Скучно писать о «творческих поисках выдающегося мастера австрийской литературы» и классифицировать писателей, как растения или минералы. Необходимо ли это? Александр Блок в одном шуточном стихотворении почел это за необходимость:
…В конце ж шестого тома Гейне, там, Где Englische кончаются Fragmente, Необходимо поместить статью О Гейне в Англии: его влиянье На эту нацию и след, который Оставил он в ее литературе.
В отличие от Гейне Майринк не оставил никаких следов ни в английской, ни в австрийской литературе. Столь знаменитый при жизни, он в отличие от своих друзей – Франца Кафки и Ярослава Гашека – остался после смерти в сравнительном забвении. Подобно Эдгару По и Лавкрафту, он обязан современной своей репутацией французским энтузиастам, которые не только хорошо издали его полное собрание сочинений, но и сообщили о нем кое-какие сведения. Скупые, впрочем. Это, во-первых, объясняется очень похвальной сдержанностью по отношению к жизни любого автора вообще, а во-вторых, отсутствием сколько-нибудь полной информации о родоначальнике черной фантастики. Посему мы считаем возможным ограничиться следующей цитатой из послесловия к роману «Ангел западного окна»:
«Густав Майринк (1868 – 1932) начал свою литературную деятельность сравнительно поздно: с 1903 года стали появляться его рассказы, собранные в 1913 году в сборник «Волшебный рог немецкого филистера». Первый роман, «Голем», прославил его имя. 1916 год – «Зеленый лик», 1917-й – «Вальпургиева ночь». И так получилось, что во время первой мировой войны, которая отнюдь не благоприятствовала популярности художественной литературы, тираж «Голема» достиг ста тысяч экземпляров, а «Зеленого лика» – сорока тысяч. В 1921 году был написан четвертый роман – «Белый доминиканец», и в 1927-м вышел последний – «Ангел западного окна». При этом Густав Майринк издавал и переводил классиков оккультной и фантастической литературы».
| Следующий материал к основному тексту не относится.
PR #541, opened 2018-10-26
Verify Native APIs Present for ClusterServiceVersion

alecmerdler:
### Description

Adds the ability to enforce that certain "native" APIs exist in a Kubernetes cluster in order to install an Operator using a `ClusterServiceVersion`. This is a more complete solution than depending on some "version" of Kubernetes, because there are so many flavors and distributions that may or may not contain the APIs consumed by the Operator.

### Changes

- Adds `spec.nativeAPIs` field to `ClusterServiceVersion` (array of `GroupVersionKinds`)
- Verifies required native APIs are present using basic discovery as part of CSV control loop
- Writes out to `requirementStatus` just like CRDs and apiservices

Addresses https://jira.coreos.com/browse/ALM-666

### DIFF
--- a/deploy/chart/templates/0000_30_02-clusterserviceversion.crd.yaml
+++ b/deploy/chart/templates/0000_30_02-clusterserviceversion.crd.yaml
@@ -180,7 +180,25 @@ spec:
                           values:
                             type: array
                             description: set of values for the expression
-                            
+            nativeAPIs:
+              type: array
+              description: What resources are required by the Operator, but must be provided by the underlying cluster and not as an extension.
+              items:
+                type: object
+                required:
+                - group
+                - version
+                - kind
+                properties:
+                  group:
+                    type: string
+                    description: Group of the API resource
+                  version:
+                    type: string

Надо отдать должное Марианне Вюнш – автору этого послесловия, – она довольно успешно постаралась ввести Густава Майринка в немецкоязычный художественный контекст. Высоколобые критики оставляли и оставляют Майринка во втором либо в третьем эшелоне австрийской прозы, отмечая, правда, его своеобразный юмор и хлесткую сатиричность. Литературоведческий подход мало что нам даст, вернее сказать, совсем ничего. Можно при сильном желании различить некоторое влияние Гофмана, Ахима фон Арнима, Теодора Фонтане, поверхностное стилистическое сходство с прозой Франца Верфеля или Альфреда Кубина, известное сближение инфернально-юмористических констант Майринка, Моргенштерна, Ведекинда. И тем не менее Майринк настолько чужд философско-литературным тенденциям этого столетия, определенным Фрейдом, Гуссерлем, Карнапом, настолько чужд экзистенциальному абсурду и глубинной психологии, что его вполне можно изолировать от главных художественных направлений новой эпохи и поместить в более или менее отдаленную провинцию европейской беллетристики. Он, разумеется, остроумен, он хороший изобретатель сюжетных хитросплетений. Но таких остроумцев и выдумщиков в наше время, слава богу, достаточно. Итак, общее мнение критики приблизительно таково: Густав Майринк, ненавистник филистеров, офицеров и всякого мелкобуржуазного отребья, подавленный тревожной атмосферой предвоенного десятилетия и катастрофой мировой войны, не нашел ничего лучшего, как начитаться оккультной литературы и посвятить себя сочинительству оккультно-юмористических новелл и туманных, зловещих романов. Ирония судьбы заключается в том, что его писания моментально пришлись по вкусу презираемым филистерам, которым, конечно, очень понравилось, что им плюют в физиономию и призывают к путешествию в фантастические миры. Таково было расхожее мнение о Густаве Майринке, пока этим писателем всерьез не занялись современные популяризаторы магии и алхимии – Луи Повель и Жак Садуль, а также представители эзотерической метафизики – Рэ-мон Абеллио и Джулиус Эвола.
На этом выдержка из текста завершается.